I would like to mention that I have a phenom 9550 and it works.... phenomenally....

it stays cool using ondemand frequency governor, is plenty fast for what I do (i wanted the multitasking not the raw power).  

it was also not too expensive when I got it.

----------

## arnuld

 *shickapooka800 wrote:*   

> i think we are all missing the real question here:  will any of this work under HURD?  im guessing no... 
> 
> 

 

My primary OS will be Arch (or Gentoo). Hurd does not work properly like a Desktop OS, not yet. But I will write new drivers of my hardware for Hurd  :Smile:  . I will develop Hurd, so if it does not work there , then I wil make it work myself.

 *shickapooka800 wrote:*   

> 
> 
> its like asking:  is this hardware good?  I am going to use linux as my main OS, and amigaos as my 3nd OS.  
> 
> 

 

Only Linux will run it and  nothing else. So the question is: The hardware is compatible with Linux or not ?

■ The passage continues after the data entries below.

PR #353, opened 2021-05-14
feat: Nginx recipe: allow user to retry inputData and detect status_module

alvarocabanas:
Changes to The Nginx recipe to allow the user retry inputting data and to not fail in case it is NGINX Plus that has another kind of response.


recipes/newrelic/infrastructure/ohi/nginx/debian.yml
```diff
@@ -40,49 +40,95 @@ validationNrql: "SELECT count(*) from NginxSample where hostname like '{{.HOSTNA
...
+        - |
+          tries=0
+          while [ $tries -lt {{.MAX_RETRIES}} ]; do
+            printf "\nNGINX status URL (default: http://127.0.0.1/status): "
+            read -r input
+            input=${input:-http://127.0.0.1/status}
+            code=$(curl -I $input -w %{response_code} -so '/dev/null')
+            if [ $code == "200" ]; then
+              echo $input > /tmp/nginx-ohai-input
+              chmod 600 /tmp/nginx-ohai-input && sudo chown root:root /tmp/nginx-ohai-input
```
alvarocabanas, line 83: This workaround saving the input data into a temporary file has been the only way we've found with go-task to pass dynamic data between tasks, because, so far, they don't have another way as stated in :
- https://github.com/go-task/task/issues/92
- https://github.com/go-task/task/pull/236

alvarocabanas: The file is set with only root reading permissions, it's removed after use, and, if, it would be a sensitive url with user and password, at the end that information is gonna be in the config.yml file anyway.

Julien4218:
@alvarocabanas this looks quite promising, thanks for all the work.
I reviewed and gave similar feedback to Carlos for the MySql.
We need to still allow data to be inputted in the recipe through environment variables, so for example the NR_CLI_STUB_STATUS_URL. The automated tests rely on that, and customers might too when installing in non-interactive mode.

Also the writing of data to /tmp file to deal with the passing of variable between go-tasks is not ideal. It would be better in the meantime to collapse all the go-tasks tasks into 1 (yes it is a go-tasks limitation for now).

When possible, try merging the latest main into your branch, we're having too many tests detected and run for no reasons somehow.

recipes/newrelic/infrastructure/ohi/nginx/rhel.yml
```diff
@@ -43,77 +43,103 @@ validationNrql: "SELECT count(*) from NginxSample where hostname like '{{.HOSTNA
...
+        - task: restart
 
-    assert_pre_req:
+    assert_infra:
       cmds:
         - |
           IS_INFRA_INSTALLED=$(sudo ps aux | grep newrelic-infra-service | grep -v grep | wc -l)
           if [ $IS_INFRA_INSTALLED -eq 0 ] ; then
             echo "The infrastructure agent is required to install this integration, we recommend going through our guided install path for this pre-requisite which can be found here:  https://docs.newrelic.com/docs/new-relic-guided-installation-overview" >> /dev/stderr
+            sudo rm /tmp/nginx-ohai-input
```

 *shickapooka800 wrote:*   

> 
> 
> I would like to mention that I have a phenom 9550 and it works.... phenomenally....
> 
> it stays cool using ondemand frequency governor, is plenty fast for what I do (i wanted the multitasking not the raw power).  
> ...

 

Congratulations then, at least you did not run into problems of "Sir, we don't support Linux and we can't help you on that ", that's straight from Samsung Customer Care.  

"You installed Linux on your Laptop ? "

"Sir, you removed default installation Windows XP ?"

"Sir, I am sorry but we can no longer provide you any warranty on our hardware"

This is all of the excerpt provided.